**WHAT TO DO:** Which lines of the listing below contain the word "exposed"? Copy each of them.

**EXTRACTED ENTRIES:**
□ □ □ □
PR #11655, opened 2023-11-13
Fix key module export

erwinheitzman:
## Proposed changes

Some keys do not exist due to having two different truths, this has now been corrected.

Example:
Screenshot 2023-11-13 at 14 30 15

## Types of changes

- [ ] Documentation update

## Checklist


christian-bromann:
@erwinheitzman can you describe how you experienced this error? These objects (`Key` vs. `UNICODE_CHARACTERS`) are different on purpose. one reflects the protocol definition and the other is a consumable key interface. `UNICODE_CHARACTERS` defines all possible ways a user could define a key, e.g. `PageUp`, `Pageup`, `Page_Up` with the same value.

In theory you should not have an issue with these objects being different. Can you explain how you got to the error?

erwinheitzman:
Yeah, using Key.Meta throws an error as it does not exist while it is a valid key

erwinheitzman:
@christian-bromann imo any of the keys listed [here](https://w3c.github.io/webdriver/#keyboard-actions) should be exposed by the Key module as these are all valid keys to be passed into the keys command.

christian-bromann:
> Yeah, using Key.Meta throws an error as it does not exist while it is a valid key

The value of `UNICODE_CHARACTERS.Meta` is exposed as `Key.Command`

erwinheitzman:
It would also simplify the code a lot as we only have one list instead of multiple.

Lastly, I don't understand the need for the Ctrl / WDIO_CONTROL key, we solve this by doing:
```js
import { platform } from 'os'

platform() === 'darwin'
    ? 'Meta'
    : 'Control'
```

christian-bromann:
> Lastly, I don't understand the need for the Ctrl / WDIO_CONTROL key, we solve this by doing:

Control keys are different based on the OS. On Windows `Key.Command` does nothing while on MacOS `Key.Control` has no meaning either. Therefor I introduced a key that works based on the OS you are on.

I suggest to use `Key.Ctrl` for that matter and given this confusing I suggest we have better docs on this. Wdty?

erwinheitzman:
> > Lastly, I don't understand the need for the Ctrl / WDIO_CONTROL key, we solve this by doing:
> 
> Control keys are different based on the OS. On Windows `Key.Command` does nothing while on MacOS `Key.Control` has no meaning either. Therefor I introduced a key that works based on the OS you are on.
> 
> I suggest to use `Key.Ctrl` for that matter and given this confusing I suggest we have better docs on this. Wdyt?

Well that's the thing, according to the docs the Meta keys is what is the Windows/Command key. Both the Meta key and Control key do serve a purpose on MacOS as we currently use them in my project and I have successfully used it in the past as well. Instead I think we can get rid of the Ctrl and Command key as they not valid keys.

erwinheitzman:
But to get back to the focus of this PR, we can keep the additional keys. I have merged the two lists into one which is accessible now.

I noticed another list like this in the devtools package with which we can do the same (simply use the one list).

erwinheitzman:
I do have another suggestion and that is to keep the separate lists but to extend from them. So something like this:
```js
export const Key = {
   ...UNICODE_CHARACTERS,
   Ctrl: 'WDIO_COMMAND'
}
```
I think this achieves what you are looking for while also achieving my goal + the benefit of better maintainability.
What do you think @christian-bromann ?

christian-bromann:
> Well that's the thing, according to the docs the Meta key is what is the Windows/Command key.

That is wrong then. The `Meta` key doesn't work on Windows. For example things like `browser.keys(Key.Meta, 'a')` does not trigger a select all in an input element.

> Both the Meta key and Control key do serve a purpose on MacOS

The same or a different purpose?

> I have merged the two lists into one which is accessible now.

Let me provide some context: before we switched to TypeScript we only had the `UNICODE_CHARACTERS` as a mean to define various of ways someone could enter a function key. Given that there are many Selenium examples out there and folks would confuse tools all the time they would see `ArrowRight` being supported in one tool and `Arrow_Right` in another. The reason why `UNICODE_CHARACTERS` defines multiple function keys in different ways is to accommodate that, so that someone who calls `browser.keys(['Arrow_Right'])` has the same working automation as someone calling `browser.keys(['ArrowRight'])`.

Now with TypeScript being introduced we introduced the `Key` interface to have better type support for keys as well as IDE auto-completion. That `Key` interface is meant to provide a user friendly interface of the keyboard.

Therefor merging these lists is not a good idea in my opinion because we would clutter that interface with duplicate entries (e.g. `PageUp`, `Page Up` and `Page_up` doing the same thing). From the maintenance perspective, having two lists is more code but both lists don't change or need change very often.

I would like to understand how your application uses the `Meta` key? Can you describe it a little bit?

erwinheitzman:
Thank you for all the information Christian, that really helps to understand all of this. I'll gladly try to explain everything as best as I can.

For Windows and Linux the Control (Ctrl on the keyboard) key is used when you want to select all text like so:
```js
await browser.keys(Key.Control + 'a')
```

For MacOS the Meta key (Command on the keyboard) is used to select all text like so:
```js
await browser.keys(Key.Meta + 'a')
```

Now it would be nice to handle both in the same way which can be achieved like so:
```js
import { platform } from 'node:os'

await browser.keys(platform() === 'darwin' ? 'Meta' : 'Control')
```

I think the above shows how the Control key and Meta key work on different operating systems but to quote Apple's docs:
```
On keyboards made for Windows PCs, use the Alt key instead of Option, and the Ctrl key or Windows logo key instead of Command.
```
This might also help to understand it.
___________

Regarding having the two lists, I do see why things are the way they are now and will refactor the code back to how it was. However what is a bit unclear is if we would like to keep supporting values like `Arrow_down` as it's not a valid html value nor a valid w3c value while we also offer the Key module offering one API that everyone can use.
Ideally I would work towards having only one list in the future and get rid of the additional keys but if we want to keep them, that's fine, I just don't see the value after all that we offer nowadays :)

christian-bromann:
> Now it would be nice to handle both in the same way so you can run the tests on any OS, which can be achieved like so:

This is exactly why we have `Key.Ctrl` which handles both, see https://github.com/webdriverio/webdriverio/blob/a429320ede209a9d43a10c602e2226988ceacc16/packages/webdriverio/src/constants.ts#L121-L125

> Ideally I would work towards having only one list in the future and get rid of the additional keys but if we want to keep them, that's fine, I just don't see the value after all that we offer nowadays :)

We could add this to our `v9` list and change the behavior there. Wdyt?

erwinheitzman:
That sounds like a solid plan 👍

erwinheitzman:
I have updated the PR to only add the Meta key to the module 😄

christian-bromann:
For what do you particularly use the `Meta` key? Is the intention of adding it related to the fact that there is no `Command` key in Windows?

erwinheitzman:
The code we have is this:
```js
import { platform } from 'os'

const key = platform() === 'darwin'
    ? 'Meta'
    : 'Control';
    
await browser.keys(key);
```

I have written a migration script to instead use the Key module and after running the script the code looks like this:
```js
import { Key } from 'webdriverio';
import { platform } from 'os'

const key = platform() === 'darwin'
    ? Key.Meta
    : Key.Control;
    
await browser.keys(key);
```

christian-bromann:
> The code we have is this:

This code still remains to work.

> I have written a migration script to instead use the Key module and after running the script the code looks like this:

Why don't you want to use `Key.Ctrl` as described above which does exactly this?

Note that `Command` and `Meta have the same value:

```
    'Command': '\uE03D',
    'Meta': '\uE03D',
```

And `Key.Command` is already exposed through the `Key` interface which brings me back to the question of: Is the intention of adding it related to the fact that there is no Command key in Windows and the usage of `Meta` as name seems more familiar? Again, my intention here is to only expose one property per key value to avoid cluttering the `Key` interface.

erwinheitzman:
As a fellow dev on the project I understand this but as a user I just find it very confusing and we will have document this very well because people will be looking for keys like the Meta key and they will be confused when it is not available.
□ □ □ □
**SOLVED EXERCISE:**
@christian-bromann imo any of the keys listed [here](https://w3c.github.io/webdriver/#keyboard-actions) should be exposed by the Key module as these are all valid keys to be passed into the keys command.
The value of `UNICODE_CHARACTERS.Meta` is exposed as `Key.Command`
And `Key.Command` is already exposed through the `Key` interface which brings me back to the question of: Is the intention of adding it related to the fact that there is no Command key in Windows and the usage of `Meta` as name seems more familiar? Again, my intention here is to only expose one property per key value to avoid cluttering the `Key` interface.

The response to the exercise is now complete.